Transcriptional and posttranscriptional control of c-fos gene expression in human monocytes.

E Sariban 1, R Luebbers 1, D Kufe 1
PMCID: PMC443573  PMID: 3275874

Abstract

We examined the mechanisms that are responsible for the regulation of c-fos gene expression in human monocytes. Levels of c-fos mRNA were low or undetectable in resting monocytes. Results of run-on transcription assays, however, demonstrated that both the first two and last two exons of the c-fos gene were transcribed at similar rates, and that only the sense strand of this gene was transcribed. These findings suggest that the level of c-fos transcripts in resting human monocytes is controlled at a posttranscriptional level. Activation of resting monocytes with phorbol ester was associated with a rapid and transient increase in c-fos mRNA levels.
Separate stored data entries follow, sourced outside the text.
PR #716, opened 2019-04-11
resolves #715 map syntax highlighter methods arguments

### LINKED ISSUE #715: SyntaxHighlighter provides an object when the source language is not specified
With `@asciidoctor/core@2.0.0-rc.3`, a custom `SyntaxHighlighter` and this listing:

```adoc
[source]
.options/zones.txt
----
Europe/London
America/New_York
----
```

In this case, the `format (node, lang)`'s `lang` parameter is equal to `constructor { '$$id': 4, apply: [Function], call: [Function] }`.

I expected the highlighter not to be called — or a blank string at best.

Mogztter:
resolves #715

### DIFF
--- a/packages/core/spec/share/asciidoctor-spec.js
+++ b/packages/core/spec/share/asciidoctor-spec.js
@@ -1273,7 +1273,7 @@ April,32
       it('should register a new syntax highlighter', () => {
         asciidoctor.SyntaxHighlighter.register('unavailable', {
           initialize: function (name, backend, opts) {
-            this.backend = backend
+            this.backend = opts.document.getAttribute('backend')
             this.super()
           },
           format: (node, language) => {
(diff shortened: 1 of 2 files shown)


packages/core/spec/share/asciidoctor-spec.js
```diff
@@ -1273,7 +1273,7 @@ April,32
       it('should register a new syntax highlighter', () => {
         asciidoctor.SyntaxHighlighter.register('unavailable', {
           initialize: function (name, backend, opts) {
-            this.backend = backend
+            this.backend = opts.document.getAttribute('backend')
```
Mogztter: `opts` (third argument) is now a JS object

packages/core/spec/share/asciidoctor-spec.js
```diff
@@ -1321,14 +1321,78 @@ puts 'Hello, World!'
...
+      it('should register a class as a new syntax highlighter with a docinfo', () => {
+        class PrismClientHighlighter {
           constructor (name, backend, opts) {
-            this.backend = backend
+            this.backend = opts.document.getAttribute('backend')
           }
 
           format (node, lang, opts) {
-            return `<pre${lang ? ` lang="${lang}"` : ''} class="prism"><code>${node.getContent()}</code></pre>`
+            if (lang) {
```
Mogztter: `lang` is a String (can be `undefined`).
Previously `lang` could be `Opal.nil`.

PR #719, opened 2019-04-14
🚑 resolves #717 do not use an advanced compilation level

### LINKED ISSUE #717: The 2.x.x minified version of AsciiDoctor JS not working
The minified version of Asciidoctor.js does not expose the Asciidoctor object. This problem does not exist in the non minified version.

image

Location of release zip used : https://github.com/asciidoctor/asciidoctor.js/releases/download/v2.0.0/asciidoctor.js.dist.zip

If we create a test html file called test.html in the "browser" folder of the unzipped distribution, this issue can be demonstrated with the following code.

**NOT WORKING (minified does not have the Asciidoctor object exposed)**

```
<html>
<head>
<script src="asciidoctor.min.js"></script>
<script>
function test() {
var asciidoctor = Asciidoctor();
var html        = asciidoctor.convert('Hello, _Asciidoctor_');
var body        = document.body;
body.innerHTML = html;
}
</script>
</head>
<body onload="test()">
</body>
</html>
```

**WORKING (unminified working fine)**

```
<html>
<head>
<script src="asciidoctor.js"></script>
<script>
function test() {
var asciidoctor = Asciidoctor();
var html        = asciidoctor.convert('Hello, _Asciidoctor_');
var body        = document.body;
body.innerHTML = html;
}
</script>
</head>
<body onload="test()">
</body>
</html>
```

Mogztter:
Code produced with advanced level is invalid because Opal is using `Object.defineProperty`.

### DIFF
--- a/packages/core/tasks/module/uglify.js
+++ b/packages/core/tasks/module/uglify.js
@@ -14,5 +14,5 @@ module.exports.uglify = async () => {
   const browserSource = 'build/asciidoctor-browser.js'
   const browserDestination = 'build/asciidoctor-browser.min.js'
   log.transform('minify', browserSource, browserDestination)
-  await new Uglify(['--jscomp_off=undefinedVars', '--compilation_level=ADVANCED', '--warning_level=QUIET']).minify(browserSource, browserDestination)
+  await new Uglify(['--jscomp_off=undefinedVars', '--warning_level=QUIET']).minify(browserSource, browserDestination)
 }


mojavelinux:
It might be interesting to see if it's possible to supply exceptions. That why, it surgically preserves certain required syntax such as defineProperty.

Mogztter:
>

I didn't find anything in the documentation that indicate that it's possible to supply exceptions but...

1. it's possible to annotate the code to give hints: https://github.com/google/closure-compiler/wiki/Annotating-JavaScript-for-the-Closure-Compiler
2. we should use quoted string to refer to object properties: https://developers.google.com/closure/compiler/docs/limitations

```diff
-$defineProperty(klass.$$prototype, '$$class', klass);
+$defineProperty(klass['$$prototype'], '$$class', klass);
```

https://github.com/opal/opal/blob/a1f36da26a2da31770da3f0e24ea1ddd4fd4e7a1/opal/corelib/runtime.js#L439

Though I don't think it would be enough so I will proceed with this fix and try to patch Opal bit by bit.

mojavelinux:
Nice research. Good strategy. :+1:

PR #720, opened 2019-04-14
Add the project name, version and license in the browser file

Mogztter:
As suggested by @ainslec.
Google Clojure compiler preserves the `@license` tag, so the unminifed file will contain:

```
/**
 * @license Asciidoctor.js 2.0.0 | MIT - https://github.com/asciidoctor/asciidoctor.js/blob/master/LICENSE
 */
```

And the minified file will contain:

```
/*
 Asciidoctor.js 2.0.0 | MIT - https://github.com/asciidoctor/asciidoctor.js/blob/master/LICENSE
*/
```

I think it's important to add the project name and version. Wdyt ?

### DIFF
--- a/packages/core/tasks/module/builder.js
+++ b/packages/core/tasks/module/builder.js
@@ -96,7 +96,18 @@ const generateFlavors = (asciidoctorCoreTarget, environments) => {
     }
     templateModel['//{{asciidoctorCode}}'] = asciidoctorData
     const content = parseTemplateFile(templateFile, templateModel)
-    fs.writeFileSync(target, content, 'utf8')
+    if (environment === 'browser') {
+      const header = `/**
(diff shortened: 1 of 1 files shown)


mojavelinux:
I agree. Though, the license doesn't have to be to the file. I can just be the main project URL (where the license can be found).

Mogztter:
We can also use `@preserve`: https://github.com/google/closure-compiler/wiki/Annotating-JavaScript-for-the-Closure-Compiler#license-preserve-description but I think it's OK to have a single line.

> I can just be the main project URL (where the license can be found).

What do you think about:

```js
/**
 * @license MIT | Asciidoctor.js 2.0.0 - https://github.com/asciidoctor/asciidoctor.js
 */
```
```js
/*
 MIT | Asciidoctor.js 2.0.0 - https://github.com/asciidoctor/asciidoctor.js
 */
```

mojavelinux:
Excellent! Except I would choose either a hyphen or a pipe.

PR #737, opened 2019-06-21
resolves #736 map AbstractBlock accessors

### LINKED ISSUE #736: Create a block macro not in a paragraph
Hi, i'm trying to make a block macro that represent a block with an URL and a HTTP verb, like so: 

```asciidoc
url::http://localhost:8000/api[verb=PATCH]
```

Here is what I have at the moment:

```js
registry.inlineMacro("url", function() {
    this.process(
      (_parent, target, attrs) =>
        `<div class="openblock url-block">
          ${attrs.verb ? `<div class="title">POST</div>` : ""}
          <div class="content">
            <div class="listingblock">
              <div class="content">
                <pre class="highlight">
                  <code>${target}</code>
                </pre>
              </div>
            </div>
          </div>
        </div>`
    )
  })
```

I faked it with an `inlineMacro` as I don't know how to create this HTML properly.

It produces almost what I want but with a caveat: this HTML is inside a `<div class="paragraph">` and I would like to have it be its own block or at least, be inside a section.

I tried changing the `paragraph` context to `section` but this does not seem to work and I don't know where to look in the documentation.
Is it even possible? 

Thanks in advance.

Mogztter:
- #setLevel
- #setStyle
- #setSourceLocation + #getSourceLocation

resolves #736

### DIFF
--- a/packages/core/spec/share/asciidoctor-spec.js
+++ b/packages/core/spec/share/asciidoctor-spec.js
@@ -462,6 +462,21 @@ intro
         expect(block.getLevel()).to.equal(2)
       })
 
+      it('should assign the title on a block', function () {
+        const doc = asciidoctor.load(`= Title
+
+== Section A
+
+== Section B
+`)
+        const firstBlock = doc.getBlocks()[0]
+        const secondBlock = doc.getBlocks()[1]
+        expect(firstBlock.getTitle()).to.equal('Section A')
+        expect(secondBlock.getTitle()).to.equal('Section B')
+        secondBlock.setTitle('Section BB')
+        expect(secondBlock.getTitle()).to.equal('Section BB')
+      })
+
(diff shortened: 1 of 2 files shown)


mojavelinux:
I'd get rid of setLevel (or scope it to Section only). It's extremely poorly defined and we need to rethink its purpose.

It seems we're still missing setTitle. Is that true? (It looks like it's only defined on Document).

Also, setSourceLocation should only be done internally, so I don't think we need to map that one. Unless you can think of a case where it's needed.

Mogztter:
- Scoped `setLevel` to Section
- Added `AbstractBlock#setTitle`
- Removed `AbstractBlock#setSourceLocation`

Mogztter:
@mojavelinux Would you like to review it one last time before I merge?

Issue #752, opened 2019-09-23
Adding typescript declaration file


MrRefactoring:
I use this library in my typescript project and would like to see asciidoctor.d.ts in this project so that I can use this painlessly with typescript

Mogztter:
Hello @MrRefactoring 
I'm not really familiar with TypeScript definition file, if you can provide any guidance that would be great.

Thanks

PR #753, opened 2019-09-23
Typescript declaration file added

MrRefactoring:
Added typescript declaration file (#752)

### DIFF
--- a/packages/asciidoctor/index.d.ts
+++ b/packages/asciidoctor/index.d.ts
@@ -1,0 +1,19 @@
+export interface IRuntime {
+  ioModule: string | 'node';
+  platform: string | 'node';
+  engine: string | 'v8';
+  framework: string;
+}
+
+export class Asciidoctor {
+  getVersion(): string;
+  getCoreVersion(): string;
+  getRuntime(): IRuntime;
+  convert(input: string | Buffer, options?: any): string | Document;
+  convertFile(filename: string, options?: any): string | Document;
+  load(input: string | Buffer, options?: any): Document;
+  loadFile(filename: string, options?: any): Document;
+  toString(): string;
+}
+
+export default function asciidoctor(): Asciidoctor;
--- a/packages/asciidoctor/package.json
+++ b/packages/asciidoctor/package.json
@@ -3,6 +3,7 @@
   "version": "2.0.3",
   "description": "A JavaScript AsciiDoc processor, cross-compiled from the Ruby-based AsciiDoc implementation, Asciidoctor, using Opal",
   "main": "index.js",
+  "types": "index.d.ts",
   "bin": {
     "asciidoctor": "bin/asciidoctor",
     "asciidoctorjs": "bin/asciidoctor"


Mogztter:
Thanks @MrRefactoring 
The `asciidoctor` package is meta-package so I think `index.d.ts` should be moved to the `packages/core` directory because the core module contains the Asciidoctor API.

packages/asciidoctor/index.d.ts
```diff
@@ -0,0 +1,19 @@
+export interface IRuntime {
```
Mogztter: Is it possible to add any kind of tests to make sure that the syntax is valid and that the definition matches the API?

packages/asciidoctor/index.d.ts
```diff
@@ -0,0 +1,19 @@
...
+  platform: string | 'node';
+  engine: string | 'v8';
+  framework: string;
+}
+
+export class Asciidoctor {
+  getVersion(): string;
+  getCoreVersion(): string;
+  getRuntime(): IRuntime;
+  convert(input: string | Buffer, options?: any): string | Document;
```
Mogztter: I think we need to define `Document` right?

MrRefactoring: As I understand it, this is a standard document from the dom tree.  Typescript has its basic support

packages/asciidoctor/index.d.ts
MrRefactoring: Yes, I think I can write typescript tests for this functionality

packages/asciidoctor/index.d.ts
MrRefactoring: document

mojavelinux: Document is an Asciidoctor Document object. It holds the parsed blocks. That object is returned if to_file is a writable File object. Instead of returning undefined, we return the parsed document for further inspection.

MrRefactoring: Got it, thanks

Mogztter: Asciidoctor does not necessarily convert an AsciiDoc content to an HTML page. 
In this case the `Document` object is an AST: https://github.com/asciidoctor/asciidoctor/blob/master/lib/asciidoctor/document.rb that represents the structure of the AsciiDoc.

Here's the link to the API documentation: 

http://asciidoctor.github.io/asciidoctor.js/master/#asciidoctorconvert
http://asciidoctor.github.io/asciidoctor.js/master/#document

Mogztter: Dan was faster :sweat_smile:

MrRefactoring: Thanks for the links to documentation, this is very useful for me!

Mogztter: You're welcome!
I realize that mapping the entire API at once might be a tedious task. So if you don't want to spend too much time on it that's OK :wink: 
I believe we can iterate on the definition file to keep improving the Typescript support, right?

MrRefactoring: Right, we can add declarations iteratively

Mogztter:
Thanks for the initial work @MrRefactoring :tada: 
I've added some changes in https://github.com/asciidoctor/asciidoctor.js/pull/756

Mogztter:
Superseded in #756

This increase in c-fos transcripts was related to an enhanced rate of c-fos transcription. Moreover, exposure of resting monocytes to inhibitors of protein synthesis induced (i) a rapid and marked (300-fold) increase in c-fos mRNA levels, despite only a 9-fold increase in c-fos transcription, and (ii) a prolongation of the half-life of c-fos mRNA. Thus, while posttranscriptional control was responsible for the down-regulation of c-fos transcripts in both resting and activated human monocytes, transcriptional mechanisms were responsible for the transient increase in c-fos expression induced by phorbol ester. Furthermore, the marked increases in c-fos mRNA associated with inhibition of protein synthesis were regulated by both transcriptional and posttranscriptional mechanisms. These findings may be related to recent observations which indicate that both positive and negative factors transcriptionally regulate c-fos gene expression and that sequences found in the 3'-untranslated region of the c-fos mRNA are responsible for the stability of this transcript.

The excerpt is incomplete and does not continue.